I can't relate any of my CFL bulb failure to turning on and off frequently. I think sometimes I'm more conscious of failure of a bulb that is turned on and off frequently than I am of a bulb that is left on for longer periods of time. In all events, over the past several years the overall failure rate has been low, which I am guessing to be maybe one bulb out of 10. At the same time, we have several CFL's that have lasted more than 10 years, get lots of use, and still are going strong. I think it balances out.


----------



## jebatty (Oct 1, 2008)

An idea for easy LED use on your electrical equipment - add a single rectifier diode and resistor and use as a pilot light. I added two to my generator, one to each side of the 240 volt line. I was having trouble with a plug connection of the generator itself that was making one line intermittent. Got very easy confirmation that both lines were hot.

I'm also going to be adding LED pilot lights to the circ pumps on my boiler. There is enough space in the wiring box to do this, and I will drill a hole in the case and just use friction to hold the LED to the case. Some circ pumps now come with an LED pilot light.

I was thinking about using an LED pilot to quickly let me know if my new 4000 watt-equivalent LED searchlight was on. LOL


----------



## Jerry_NJ (Oct 1, 2008)

I don't have any general complaint about the life of CFL bulbs, which we have used extensively for more than 10 years.  I do know that the lamps I have on timers, on at dusk, off around midnight, have the most hours on them, and the seem to just keep going.  I know some of these have been in this on for about 10 hours a day for years.  Yet, we do have failures, and as sonnyibc says it may be due to short on/off cycles.  

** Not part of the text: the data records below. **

PR #515, opened 2017-02-13
make closing behavior more obvious

avahowell:
Based on feedback on the forum and elsewhere, it has become apparent that the closing behavior of Sia-UI (closing to the task menu on windows, osx, and linux) is confusing for some users. This PR changes the behavior to minimize instead of hide the window, keeping it visible in the Windows taskbar. If the user then right clicks the Sia icon in the taskbar and clicks 'Close', a clean shutdown will be triggered. Sia-UI can still be quit from the task menu, but this should help users who are not used to that behavior and expect that the app is quit when it disappears from the taskbar.

### DIFF
--- a/js/rendererjs/index.js
+++ b/js/rendererjs/index.js
@@ -84,7 +84,7 @@ ipcRenderer.on('quit', async () => {
 let hasClosed = false
 window.onbeforeunload = () => {
 	if (window.closeToTray) {
-		mainWindow.hide()
+		mainWindow.minimize()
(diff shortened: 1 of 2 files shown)


lukechampine:
So when you click the X, it minimizes? That seems strange to me. Less strange on Mac I guess.
I figured the tray ballon ("Sia is still running!") would be sufficient, but apparently not.

avahowell:
It's actually fairly standard behavior. Skype and qBittorrent both do this (on Windows and Mac). The behavior is the same on linux as it was before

I can see too how the LED 120vac fixtures I've used have such high rates of failure:  1) so many bulbs in series, just like cheap Xmas tree lights, any one fails, string goes out and 2) I had the LED bulbs in a frequently switched location (head of basement stairs).


----------



## Jerry_NJ (Oct 1, 2008)

I've used simple "neon" lights with a resistor, no diode needed, for pilot lights.  I have one on my electric timer for the hot water heater, it has been working for years, maybe 15 years, and still going strong.  The long life is due in part to a high resistance resistor, picked by trial-and-error, so the light isn't very bright, but still easy to see.  Yes, I like pilot lights too, on the same subject my almost new HWH (well about 6 years old) has pilot lights on the upper and lower heating elements.  I do look at time from time-to-time to see if one is on.


----------



## Redox (Oct 2, 2008)

Jim, you don't really need an additional diode; the LED already is a diode and will work on AC or DC.  

Chris


----------



## dvellone (Oct 2, 2008)

I've searched extensively for leds for quality indoor lighting and haven't come up with much. I've found some that work well for task and reading lighting - pleasing color and ample light- but I don't think that the quality area lighting is here yet. A bit more rise in fossil fuel and bit more drop in the market and those leds may just be around the corner.


----------



## Jerry_NJ (Oct 2, 2008)

Redox, good point and works as long as the reverse breakdown voltage is high enough.  Seems if a number of LEDs are in series the reverse breakdown voltages add, so no single diode has to take the full "reverse" voltage.  This make the cheapo circuit simply a resistor of the right value...albeit this isn't the most efficient, but so what, the LEDs need so little current that loss in the resistor isn't large either.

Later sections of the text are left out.